Begin at the top of the records and copy each line exactly. The line containing "attribute to optional" is the last one to include.

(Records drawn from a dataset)
======
PR #1062, opened 2020-04-14
Enable attribute update on resource-type API.

pedro-martins:
Currently, the resource-type API, not allow operators to update
resource type's attributes, the API only allows Add and Delete.

So, if an operator desires to change a required resource type's
attribute to optional and vice-versa, he/she will need to do it
manually in the database or deleting and creating the attribute
again, but it will result in the attribute's history lose.

Therefore, to help operators in that situation, I propose to
enhance the Resource-type API to allow updates while adding a
new attribute. If the new attribute already exists and is
different from the old, it will be updated; otherwise, nothing
will happen and we will return the resource type's attribute
list as the old behavior.

The first version of this implementation will not allow updating
the resource type's attribute's type.


gnocchi/rest/api.py
```diff
@@ -901,24 +901,75 @@ def patch(self):
...
+            update_attrs_old.sort(key=lambda attr: attr.name)
+            update_attrs = []
+            for i in range(len(update_attrs_new)):
+                update_attrs.append((update_attrs_new[i],
+                                     update_attrs_old[i]))
+
+            return update_attrs
+        except Exception as e:
+            LOG.exception(e)
+            raise e
```
jd, line 945: This is likely log elsewhere then, that's not a really good pattern.

gnocchi/rest/api.py
```diff
@@ -901,24 +901,75 @@ def patch(self):
...
+        return update_attrs
+
+    def validate_types(self, attribute, new_json, old_json):
+        old_type = old_json['type']
+        new_type = new_json["attributes"][attribute]['type']
+        if new_type != old_type:
+            msg = "Type update is not available yet. Changing %s to %s " \
+                  "for attribute %s of resource %s" % (old_type, new_type,
+                                                       attribute, self._name)
+            LOG.warning(msg)
```
jd, line 970: You shouldn't log user requests.
```suggestion
```

jd (changes requested):
There's a conflict to fix too :)

gnocchi/rest/api.py
pedro-martins: I changed this one to abort the request with an error.

gnocchi/rest/api.py
pedro-martins: removed.

gnocchi/rest/api.py
```diff
@@ -901,24 +901,75 @@ def patch(self):
...
+            update_attrs_old = schema.attributes_from_dict(old_attrs)
+            update_attrs_old.sort(key=lambda attr: attr.name)
+            update_attrs = []
+            for i in range(len(update_attrs_new)):
+                update_attrs.append((update_attrs_new[i],
+                                     update_attrs_old[i]))
+
+            return update_attrs
+        except Exception:
+            abort(400, "Unable to update attributes [%s]." % update_attrs)
```
jd, line 946: That does not look like a 400: if it's a 400 you must be able to explain what's wrong to the client.
If you're unable to execute the request it's more likely a 500 and a bug in the code itself.
I'd rather not try/except anything here.

jd (changes requested):

jd (commented):
This looks good overall, but can we have a few functional tests?

mrunge (commented):
Thank you, this looks good to me.

jd (approved):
======
YOUR RESPONSE
PR #1062, opened 2020-04-14
Enable attribute update on resource-type API.

pedro-martins:
Currently, the resource-type API, not allow operators to update
resource type's attributes, the API only allows Add and Delete.

So, if an operator desires to change a required resource type's
attribute to optional and vice-versa, he/she will need to do it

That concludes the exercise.